RECORDS TO USE:
● ● ● ● ●
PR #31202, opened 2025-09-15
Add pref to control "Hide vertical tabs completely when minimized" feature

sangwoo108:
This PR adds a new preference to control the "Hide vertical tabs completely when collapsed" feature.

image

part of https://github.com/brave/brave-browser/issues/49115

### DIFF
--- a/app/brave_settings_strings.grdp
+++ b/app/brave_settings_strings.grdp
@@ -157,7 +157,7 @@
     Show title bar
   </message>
● ● ● ● ●
ABOUT THIS TASK: Write out, exactly as they appear, the lines from the one containing "--- a/app/brave_settings_strings.grdp" through the last line of the records above, both included, and nothing more.

RESPONSE BOX:
--- a/app/brave_settings_strings.grdp
+++ b/app/brave_settings_strings.grdp
@@ -157,7 +157,7 @@
     Show title bar
   </message>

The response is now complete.